O Último Cigarro

quarta-feira, dezembro 1

Deitou-me na cama. Lentamente e à luz do luar, que entrava pelas janelas abertas, Isabella, peça a peça, foi-se despindo, primeiro a blusa, depois a saia e finalmente o resto. Deitou-se a meu lado, de modo a que a sua pele, morena e suave, estivesse de encontro à minha. Tentei beijá-la. Mas ela afastou-me.
[O Narrador-personagem]

Pego no maço de tabaco que está em cima da mesa. Só tem um cigarro, um último cigarro. Ao pegar neste último cartucho de nicotina, tocam à campainha, assustado com barulho deixo cair o maço e o cigarro no chão... Vou atender.

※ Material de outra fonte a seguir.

PR #1162, opened 2026-07-27
Harden SSH command-wrapper patching

yanis-falaki:
## Summary

Follow-up to #1161, which introduced the opt-in `ssh-command-wrapper` feature.

Hardens the merged feature in response to review feedback.

- Requires the complete, unambiguous main-process and webview patch state before accepting a descriptor as applied; partial or duplicate targets fail safely as feature drift.
- Uses semantically specific SSH launch targets and validates full postconditions, with regression coverage for duplicate targets and helper-only partial states.
- Enforces a closed argv/editor round-trip contract for quote expansion, including apostrophe-heavy boundary coverage.
- Adds a feature-enabled current-upstream-DMG CI gate that requires both descriptors to apply and verifies a second pass is idempotent.
- Registers the feature in the Nix allowlist/watchdog profile and documents that saved wrapper argv must not contain secrets.

## Validation

Passed:

- `node --test linux-features/ssh-command-wrapper/test.js` — 14/14
- `node --test scripts/patch-linux-window-ui.test.js` — 387/387
- `git diff --check`
- Current-DMG rebuild with `ssh-command-wrapper` enabled: accepted; both descriptors applied.
- Current-DMG extracted-ASAR second pass: both descriptors reported `already-applied`.
- Workflow YAML and feature-profile JSON validation.

## Checklist

- [x] If this fixes upstream drift, it targets only the latest `CODEX.DMG` and removes obsolete fallback code and tests from the affected area. *(Not an upstream-drift fix; validated against the current DMG.)*
- [x] I added or updated relevant tests, ran the validation listed above, and confirmed that required CI checks pass. *(Tests were added and run; CI is pending.)*

### DIFF
--- a/.github/workflows/upstream-build-app.yml
+++ b/.github/workflows/upstream-build-app.yml
@@ -189,7 +189,14 @@ jobs:
         run: |
           set -euo pipefail
 
-          first_report="$GITHUB_WORKSPACE/upstream-acceptance/patch-report.json"
+          first_report="$(node -e '
+            const decision = require(process.argv[1]);
+            const reportPath = decision?.checks?.patchReport?.reportPath;
+            if (typeof reportPath !== "string" || reportPath.length === 0) {
+              throw new Error("acceptance decision does not record a patch report path");
+            }
+            process.stdout.write(reportPath);
+          ' "$GITHUB_WORKSPACE/upstream-dmg-decision.json")"
           second_report="$GITHUB_WORKSPACE/upstream-acceptance/ssh-command-wrapper-second-pass.json"
           node scripts/ci/validate-patch-report.js "$first_report" \
             --require-enabled-feature ssh-command-wrapper \
--- a/.github/workflows/upstream-build-app.yml
+++ b/.github/workflows/upstream-build-app.yml
@@ -11,6 +11,7 @@ on:
       - scripts/patch-linux-window-ui.test.js
       - scripts/patches/**
       - scripts/ci/validate-patch-report.js
+      - scripts/ci/ssh-command-wrapper-features.json
       - scripts/ci/upstream-dmg-*.js
       - scripts/validate-upstream-dmg.js
       - scripts/lib/candidate-install.sh
@@ -34,6 +35,7 @@ on:
       - scripts/patch-linux-window-ui.test.js
       - scripts/patches/**
       - scripts/ci/validate-patch-report.js
+      - scripts/ci/ssh-command-wrapper-features.json
       - scripts/ci/upstream-dmg-*.js
       - scripts/validate-upstream-dmg.js
       - scripts/lib/candidate-install.sh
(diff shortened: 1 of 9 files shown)


ilysenko (changes requested):
Thanks for addressing the earlier feedback. I want to correct the scope of my previous review: asking for a feature-enabled current-DMG/watchdog gate was too broad for this change. There is no need to take the validation that far.

`ssh-command-wrapper` is a niche, optional feature and must remain disabled by default. The shared Upstream Build and general CI workflows must not enable it or depend on it. Drift in this feature must never fail the default workflow or affect the repository-wide upstream-DMG acceptance result. We do not need to add or expand GitHub Actions for this feature.

Please remove:

- the `upstream-build-app.yml` changes;
- `scripts/ci/ssh-command-wrapper-features.json`;
- the addition to the shared watchdog feature profile and the test expectations added only for that global gate.

The Nix allowlist may remain if it only permits users to enable the feature explicitly and leaves the default Nix output unchanged. Focused feature-local tests are sufficient here.

One code-level issue from the review still needs to be addressed: the new complete-state detector validates helper function names, but not the exact current helper implementations. A stale or corrupted helper body can therefore be accepted as `already-applied` without a warning. Please validate the exact helper source/postcondition and add regression coverage for stale and damaged helper bodies.

I also found a pre-existing difference between the exported parser and the injected webview parser for escaped backticks inside double quotes. This PR did not introduce or worsen it, so it is a non-blocking follow-up and does not need to expand this change.

Once the shared workflow additions are removed, my earlier comments about the patch-report path and second-pass CI idempotency are no longer applicable.

Thanks again for the careful follow-up, and apologies for making the previous validation request broader than this optional feature warrants.

yanis-falaki:
> Thanks for addressing the earlier feedback. I want to correct the scope of my previous review: asking for a feature-enabled current-DMG/watchdog gate was too broad for this change. There is no need to take the validation that far.
> 
> `ssh-command-wrapper` is a niche, optional feature and must remain disabled by default. The shared Upstream Build and general CI workflows must not enable it or depend on it. Drift in this feature must never fail the default workflow or affect the repository-wide upstream-DMG acceptance result. We do not need to add or expand GitHub Actions for this feature.
> 
> Please remove:
> 
>     * the `upstream-build-app.yml` changes;
> 
>     * `scripts/ci/ssh-command-wrapper-features.json`;
> 
>     * the addition to the shared watchdog feature profile and the test expectations added only for that global gate.
> 
> 
> The Nix allowlist may remain if it only permits users to enable the feature explicitly and leaves the default Nix output unchanged. Focused feature-local tests are sufficient here.
> 
> One code-level issue from the review still needs to be addressed: the new complete-state detector validates helper function names, but not the exact current helper implementations. A stale or corrupted helper body can therefore be accepted as `already-applied` without a warning. Please validate the exact helper source/postcondition and add regression coverage for stale and damaged helper bodies.
> 
> I also found a pre-existing difference between the exported parser and the injected webview parser for escaped backticks inside double quotes. This PR did not introduce or worsen it, so it is a non-blocking follow-up and does not need to expand this change.
> 
> Once the shared workflow additions are removed, my earlier comments about the patch-report path and second-pass CI idempotency are no longer applicable.
> 
> Thanks again for the careful follow-up, and apologies for making the previous validation request broader than this optional feature warrants.

Cool cool, will do.

yanis-falaki:
Alright I’ve addressed the remaining feedback:

- Removed the `ssh-command-wrapper` changes from the shared Upstream Build workflow.
- Removed the feature-specific CI configuration and shared watchdog profile additions.
- Removed the test expectations that existed only for that global gate.
- Kept the Nix allowlist entry so users can explicitly select the feature; the default Nix output remains unchanged.
- Updated complete-state detection to require the exact current helper source, not only the expected function names.
- Added regression tests for stale main-process and damaged webview helper implementations.

The escaped-backtick parser difference remains unchanged as requested.

Validation now passes:

- `node --test linux-features/ssh-command-wrapper/test.js` — 16/16
- `node --test scripts/patch-linux-window-ui.test.js` — 395/395
- `node --test scripts/ci/upstream-dmg-acceptance.test.js` — 15/15
- `git diff --check`

The final diff no longer changes shared workflows, watchdog configuration, or general CI expectations.

ilysenko (approved):
Reviewed the current head. The shared CI/watchdog changes have been removed, the feature remains explicit opt-in, and exact helper-body validation plus regressions address the prior request.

Era uma antiga amiga, alguém que já não via há muito tempo, andáramos juntos na faculdade, ela era espanhola, catalã mais precisamente. Sempre fôramos grandes amigos. Teria sido por ventura o meu primeiro romance além fronteiras, e se bem me lembro, o único. Mas apesar de não haver termo de comparação, Isabella não deixava de ser deslumbrante. Convidei-a a entrar. Sentámo-nos no sofá. Perguntei se não queria beber qualquer coisa. Respondeu-me que não. Começámos a conversar. Falámos da vida dela, agora que se mudara para Madrid. Falámos da minha, agora que cada vez mais ia tendo menos trabalho. Enfim... falámos e re-conhecemo-nos.

Isabella ao acender um cigarro despertou-me, ao mesmo tempo, um enorme desejo. Não o desejo de nicotina que tivera momentos antes, outro tipo de desejo. A elegância dos movimentos com que se movia fez-me lembrar recordações que julgara esquecidas. Fora sempre uma mulher extraordinária, de resto, como todas que conheci. No entanto Isabella, era diferente de todas as outras. Talvez por ter sido a primeira. Não sei. Só sei que tudo com ela foi muito estranho. De um dia para o outro, e sem avisar, partiu para Barcelona a sua terra natal, sem nunca escrever ou telefonar a explicar o sucedido. Hoje, por certo, iria saber o porquê de tudo aquilo. Tomei coragem e perguntei-lhe porque me deixara assim. Não respondeu. Na verdade, a partir desse momento não disse mais uma única palavra. Aproximou-se de mim, ainda com o cigarro aceso, mas já quase no fim. Fitou-me com os olhos. Apagou o cigarro e beijou-me. Limitei-me a fechar os olhos e a segui-la. Levou-me para o quarto. Deitou-me na cama. Lentamente e à luz do luar, que entrava pelas janelas abertas, Isabella, peça a peça, foi-se despindo, primeiro a blusa, depois a saia e finalmente o resto. Deitou-se a meu lado, de modo a que a sua pele, morena e suave, estivesse de encontro à minha. Tentei beijá-la. Mas ela afastou-me. Ao invés, começou ela a beijar-me. Primeiro nas mãos, depois nos braços, no pescoço, no rosto e só depois na boca. A pressão dos lábios, a contracção da língua, a permanente troca de desejos, ou então... talvez apenas submissão. Apenas vontade de estar. De não saber para onde ir, nem com quem ir. Apenas vontade de estar e de acreditar que naquele momento eu era feliz... que naquele momento, ao contrário de sempre, eu era vencedor. Isabella continuou a beijar-me sofregamente e eu continuei submetido. Continuei até ela querer, até ela se cansar e adormecer.

Levantei-me no outro dia de manhã. Fui até à sala. Já Isabella se fora embora e como antes, nem um bilhete deixara. Talvez fosse melhor assim. Sem recordações, sem lembranças, sem explicações, apenas com um leve sabor adocicado nos lábios. ...Reparei no meu cigarro no chão. Baixei-me para apanhá-lo. Peguei nele e fumei-o, enquanto pensava no que pode acontecer, desde o momento em que se pega num cigarro, até à altura em que realmente o acendemos e fumamos.